The required answer is each line in the entries below where "have" occurs.

--- RECORDED INFORMATION ---

PR #371, opened 2021-10-04
Expanded padding test to help test out input labels

MichaelOliveMcCarrick:


ldk/javascript/examples/self-test-loop/src/tests/whisper/index.ts
```diff
@@ -2313,6 +2316,27 @@ export const testAutocomplete = (): Promise<boolean> =>
 export const testPadding = (): Promise<boolean> =>
   new Promise(async (resolve, reject) => {
     try {
+      const divider = createDivider();
```
MaggieMaSS, line 2319: divider is a component, you can use that like this       
` {
          type: WhisperComponentType.Divider,
        },`

Might be me not fully understanding the requirement, but why do we want to use this `createDivider()` function to get divider instead of using divider component directly?

MichaelOliveMcCarrick: Just me making it slightly cleaner. No real difference.

MaggieMaSS (approved):

JosefBud-olive (approved):

PR #407, opened 2021-11-04
increment oliveHelpsContractVersion to 0.1.7

MaggieMaSS:
Increment oliveHelpsContractVersion to 0.1.7 for the incoming screen aptitude.


JosefBud-olive (approved):

MaggieMaSS:
UI is  on 0.1.6 and doesn’t have support for screen , if users install those loops, it could crash the app/perform unexpectedly if we don’t bump the version with this new aptitude. After discussion with Sachin and Billy, we decided to increase our oliveHelpsContractVersion to 0.1.7

MichaelOliveMcCarrick (approved):

PR #444, opened 2021-11-24
Helps 2090 progress whisper component

MaggieMaSS:
Add `Progress` component  to Whisper Component


MichaelOliveMcCarrick (approved):

MaggieMaSS:
Screen Shot 2021-11-29 at 5 04 39 PM
>

MaggieMaSS:
Screen Shot 2021-11-29 at 5 04 39 PM

MaggieMaSS:
https://user-images.githubusercontent.com/84045424/143951652-ff38e43f-f3af-4b4e-b9b2-df40433cf99a.mov

ldk/javascript/src/types/oliveHelps/whisper.d.ts
```diff
@@ -54,6 +55,8 @@ declare namespace WhisperService {
 
   type IconSize = 'small' | 'medium' | 'large' | 'x-large';
 
+  type Shape = 'circular' | 'linear';
```
BrettMugglinOlive, line 58: `Shape` is a pretty broad type, and one that we probably want to make more specific to the Progress component, just in case. So maybe it should be `ProgressShape` or something like that.

ldk/javascript/src/whisper/types.ts
```diff
@@ -46,6 +46,10 @@ export enum WhisperComponentType {
    * The password input field allows the user to provide a password. This field protects the user by obscuring what they type. Showing each character as a solid black dot.
    */
   Password = 'password',
+  /**
+   * The progress field allows the user to see the visualized progress indicator.
```
BrettMugglinOlive, line 50: For this description, maybe we should take some inspiration from the [material ui component ](https://mui.com/components/progress/) it's based off of.

It could read "Progress components express an unspecified wait time or display the length of a process."

ldk/javascript/examples/self-test-loop/src/tests/whisper/index.ts
```diff
@@ -2896,3 +2894,41 @@ export const testMissingLayouts = (): Promise<boolean> =>
...
+  new Promise(async (resolve, reject) => {
+    await whisper.create({
+      label: 'Did progress indicator have indefinite animation? ',
+      onClose: () => {
+        console.debug('closed');
+      },
+      components: [
+        {
+          type: WhisperComponentType.Progress,
+          size: StyleSize.Medium,
```
BrettMugglinOlive, line 2925: For the purposes of this test, could you try this out with all the different sizes and shapes?

ldk/javascript/examples/self-test-loop/src/tests/whisper/index.ts
```diff
@@ -2896,3 +2894,41 @@ export const testMissingLayouts = (): Promise<boolean> =>
...
+  new Promise(async (resolve, reject) => {
+    await whisper.create({
+      label: 'Did progress indicator show the percentage? ',
+      onClose: () => {
+        console.debug('closed');
+      },
+      components: [
+        {
+          type: WhisperComponentType.Progress,
+          determinate: 42,
```
BrettMugglinOlive, line 2908: Could this be done with both different shape types?

BrettMugglinOlive (changes requested):

MaggieMaSS:
Screen Shot 2021-12-01 at 10 52 00 AM

ldk/javascript/src/whisper/types.ts
```diff
@@ -444,6 +452,12 @@ export type RichTextEditor = WhisperComponent<WhisperComponentType.RichTextEdito
 
 export type Divider = WhisperComponent<WhisperComponentType.Divider>;
 
+export type Progress = WhisperComponent<WhisperComponentType.Progress> & {
+  determinate?: number;
+  shape?: ProgressShape;
+  size?: StyleSize;
```
BrettMugglinOlive, line 458: My last question is about the choice to use `StyleSize` here. `none` is an option for that type, so what happens if someone uses that as a value?

BrettMugglinOlive (approved):

PR #457, opened 2021-12-04
[HOLD] Helps-2438 Add filterOptions parameter to the Autocomplete component

BrettMugglinOlive:


ldk/javascript/src/types/oliveHelps/whisper.d.ts
```diff
@@ -79,7 +79,7 @@ declare namespace WhisperService {
 
   interface Whisper {
     id: string;
-    close: Common.Readable<undefined>;
+    close: (cb: (err: Error | undefined) => void) => void;
```
MichaelOliveMcCarrick, line 82: Why did this get changed?

ldk/javascript/src/whisper/mapper.ts
```diff
@@ -106,6 +106,7 @@ export function mapToInternalChildComponent(
       // eslint-disable-next-line
       const { onChange, onSelect, options } = component;
       const dataObj = { data: options };
+
```
MichaelOliveMcCarrick, line 109: Extra new line

MichaelOliveMcCarrick (approved):

MaggieMaSS (commented):
https://crosschx.atlassian.net/browse/HELPS-2447 
Seems like the Sensors&Aptitude (goja layer) ticket is not taken 🤔 And we need to wait for their implementation.

ldk/javascript/src/types/oliveHelps/whisper.d.ts
```diff
@@ -113,7 +113,17 @@ declare namespace WhisperService {
     value: string;
   };
 
+  interface AutocompleteFilterOptions {
+    ignoreAccents?: boolean;
+    ignoreCase?: boolean;
+    limit?: number;
+    matchFrom?: 'any' | 'start';
+    stringify?: (option: AutocompleteOption) => void;
```
JosefBud-olive, line 121: Based on the component's code, I think stringify should be required here, or made optional in the UI

```js
  const parsedFilterOptions = filterOptions ? createFilterOptions({
    ...filterOptions,
    stringify: option => filterOptions.stringify(option),
  }) : undefined;
```

ldk/javascript/src/types/oliveHelps/whisper.d.ts
JosefBud-olive: Also wondering this? Is this possibly leftover from when you were testing different ways to type the stringify function?

JosefBud-olive (changes requested):
`stringify` not being required on our end, or leaving it required in the UI, will definitely cause some issues for folks so we should figure out what we want to do there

---

### WORKED SOLUTION
UI is  on 0.1.6 and doesn’t have support for screen , if users install those loops, it could crash the app/perform unexpectedly if we don’t bump the version with this new aptitude. After discussion with Sachin and Billy, we decided to increase our oliveHelpsContractVersion to 0.1.7
+      label: 'Did progress indicator have indefinite animation? ',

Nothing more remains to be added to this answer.